PROBLEM REQUIREMENTS = Every line in the records below that holds the word "https" is to be copied.

SUPPLIED DATA =

PR #4464, opened 2018-10-30
Move photosensitive to be a neutral trait

Arokha:
It appears that everyone and their dog takes photosensitive, probably because it never comes up in the game at all, and gives what amounts to a free point.

It's the most popular negative trait by a decent margin.

### DIFF
--- a/code/modules/mob/living/carbon/human/species/station/traits_vr/negative.dm
+++ b/code/modules/mob/living/carbon/human/species/station/traits_vr/negative.dm
@@ -90,12 +90,6 @@
 	cost = -2
 	var_changes = list("siemens_coefficient" = 2.0) //This makes you extremely weak to tasers.
 
-/datum/trait/photosensitive
-	name = "Photosensitive"
-	desc = "Increases stun duration from flashes and other light-based stuns."
-	cost = -1
-	var_changes = list("flash_mod" = 2.0)
-
 /datum/trait/hollow
 	name = "Hollow Bones/Aluminum Alloy"
 	desc = "Your bones and robot limbs are much easier to break."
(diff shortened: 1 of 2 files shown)


Novacat:
It might not be a bad idea to reduce the flash mod in that case, since I do recall there being issues where any kind of flash can KO the character for some time.

CameronWoof:
Despite the rarity of being affected by it, it _is_ still a weakness. If you're moving it to neutral, it might be better to just remove it entirely since it will no longer serve a purpose.

KasparoVy:
RIP

SpadesNeil:
Is say we go the route of removing it completely if that is the case.

Or maybe Security should abuse flashes more. C:

KasparoVy:
Walk down the hall with a use button repeat macro, aoe spamflashing fools into the next dimension

Arokha:
> If you're moving it to neutral, it might be better to just remove it entirely since it will no longer serve a purpose.

> [I] say we go the route of removing it completely if that is the case.

That was my original plan, however when I said I was going to do this, several people who have taken it with darksight who want to keep it for RP purposes stated they hoped it could be moved to neutral instead.

> it is still a weakness

Yes, but not everything in neutral is completely without use. Glowing body is a permanent, un-stealable flashlight for example. Is that a huge benefit? No, not really. Everyone has a PDA, and even if stolen it doesn't really inconvenience them too much. The metabolism traits modify how fast you get hungry and how fast drugs affect you, both of which could be seen as up and downsides, but they are neutral because "it's just not that big a deal". Sorta like this trait that really doesn't come up in gameplay often at all. That's what neutral traits are. Ones that just don't affect a whole lot of anything.

SpadesNeil:
Could possibly merge it with dark sight, in exchange for maybe knocking off a point.

KasparoVy:
I agree with Spades' idea about the merge. Organic darksight should mean the further you see/the more adapted your eyes currently are to the dark, the more susceptible to eye damage from light you are.

HungryMoth:
I like the idea of making it where the better darksight you have, the more sensitive to light you are.

Would that make darksight a neutral perk though since it has both ups and downsides? Or is that just a nerf to darksight with the same cost but with more downsides to it?

Personally I use the trait system purely for what makes sense IC'ly.

Arokha:
> I like the idea of making it where the better darksight you have, the more sensitive to light you are.

Did this in the associated PR above

PR #4480, opened 2018-11-05
Edit mapped in HoS armor

Arokha:
It was edited on the map to have pretty incredible armor values, better than SWAT armor, even. Things like this shouldn't be edited in the dmm files. Hard to have oversight on things like that.

Moved the armor values to the code and out of the map, and adjusted them to be more reasonable after discussing with other admins, so now it's an up-armored security voidsuit, not deathsquad armor.


KasparoVy:
Wow. That was pretty legendary armour.

_Was._

PR #4483, opened 2018-11-07
Shadekin Mlempathy

Wickedtemp:
- Makes the language Whitelisted instead of Restricted, allowing for whitelists.
- Adds the language to myself (from https://forum.vore-station.net/viewtopic.php?f=46&t=1455 ) and Zalvine, who has it already but they have to manually give it to their character every round and it's easier to just have it done this way.
- Also moved 'wtfismyname' a bit so it's actually in the correct alphabetical order.


DemgelZalvine:
Looks good to me. ;o

PR #4490, opened 2018-11-10
Gives Vasilissans a language finally / Bug-Speak

HungryMoth:
Adds Vespinae: A common language designed for creatures without traditional mouths and tongues. Mandibles, pincers, clicky-clackery-doos.

They have been developed primarily as an extension upon Vasilissan's unique dialect, and as a result has become a psuedo-common tongue among creatures with non-traditional mouthparts!

So with the recent addition of abdomens, some antennae, and my general love for the insectoid life. I feel that they could use a language.

Not whitelisted, normal language, mostly for fluff and lore. It gives Vasilissans, a species that has never had a language while everyone else has sone. They get one finnaly! Yay! And for other custom species they have a 'trope' language they can fall back on to use, and it generally helps with character development, well we don't seem to have anything for our spooky insect friends, so here it is.

A new common language that the Vassilians may use.

Works just fine, tested and compiled on my end, and here is what it looks like, very click-clacky.
https://gyazo.com/1d522224cd1371860ff556b429b3577a

First pull request here so, uh, yeah!

### DIFF
--- a/code/modules/mob/language/station_vr.dm
+++ b/code/modules/mob/language/station_vr.dm
@@ -70,6 +70,18 @@
 	syllables = list("salve","sum","loqui","operatur","iusta","et","permittit","facere","effercio","pluribus","enim","hoc",
 	"mihi","wan","six","salve","tartu")
 	machine_understands = FALSE
+	
+/datum/language/bug
+    name = LANGUAGE_VESPINAE
+    desc = "A jarring and stuttery language devised by the various arthropod species of the galaxy to communicate. It is exceedingly complex and practically impossible to learn if you lack the proper mouthparts."
+    speech_verb = "clicks"
+    ask_verb = "chitters"
+    exclaim_verb = "rasps"
+    colour = "bug"
+    key = "x"
+    syllables = list("vaur","uyek","uyit","avek","sc'theth","k'ztak","teth","wre'ge","lii","dra'","zo'","ra'","kax'","zz","vh","ik","ak",
+    "uhk","zir","sc'orth","sc'er","thc'yek","th'zirk","th'esk","k'ayek","ka'mil","sc'","ik'yir","yol","kig","k'zit","'","'","zrk","krg","isk'yet","na'k",
+    "sc'azz","th'sc","nil","n'ahk","sc'yeth","aur'sk","iy'it","azzg","a'","i'","o'","u'","a","i","o","u","zz","kr","ak","nrk","tzzk","bz","xic'","k'lax'","histh")
 
 /datum/language/unathi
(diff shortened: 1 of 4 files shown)


code/modules/mob/language/station_vr.dm
```diff
@@ -70,6 +70,18 @@
 	syllables = list("salve","sum","loqui","operatur","iusta","et","permittit","facere","effercio","pluribus","enim","hoc",
 	"mihi","wan","six","salve","tartu")
 	machine_understands = FALSE
+	
+/datum/language/bug
+    name = LANGUAGE_VESPINAE
```
KasparoVy: # WE REQUIRE MORE VESPENE GAS

HungryMoth: Fun Fact: That name comes from "Vespid" which is the taxonomic order of wasps! Not that the language was only for wasps or anything, but _The more you know!_

SpadesNeil:
I would rather not just slap in a generic insect species without an insect race. That said, we already have wasp bits. We could totally add in such a bug race.

Even though bugs bother the hell out of me. :S But we'd be setting a bad precedent if we just added languages with no lore or race to feature them.

Screemonster:
Well, we _do_ have vasillisans or however the fuck they're spelled.

HungryMoth:
We do have Vasillians and they don't have a language at all, I can retool the wording and lore so it is a Language for them.

That would solve the problem of a lore race that doesn't have a language getting one, and still fill in the goal of giving custom species an option.

SpadesNeil:
Let's do that, then.

HungryMoth:
I made the necessary changes and changed the title as well.

What this does now is give Vasilissans their own language by default, and updates the lore/flavor-text that describes it as being developed by them.

Probably was needed for a while as I believe Vasilissans are the only lore-species we have (Besides Xenochimera) that don't have their own language.

I hope this is acceptable now.

Heroman3003:
I don't think any species has secondary language added outside their own, so since Vespinae is becoming their official one, I think removing Sol Common from them would make sense, no?

HungryMoth:
You are right and I considered doing the same thing, but I for one don't know why Sol Common was there in the first place. I opted instead to just leave Sol Common behind unless whoever is in charge of the lore wants me to move that.

Heroman3003:
I think it may have been a placeholder, considering they are the only race around without defined language and just were given a 'something'.

HungryMoth:
I suppose you're right. I removed it, no reason why extra-terrestrial space spiders would understand Sol Common naturally.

ANSWER BOX =
- Adds the language to myself (from https://forum.vore-station.net/viewtopic.php?f=46&t=1455 ) and Zalvine, who has it already but they have to manually give it to their character every round and it's easier to just have it done this way.
https://gyazo.com/1d522224cd1371860ff556b429b3577a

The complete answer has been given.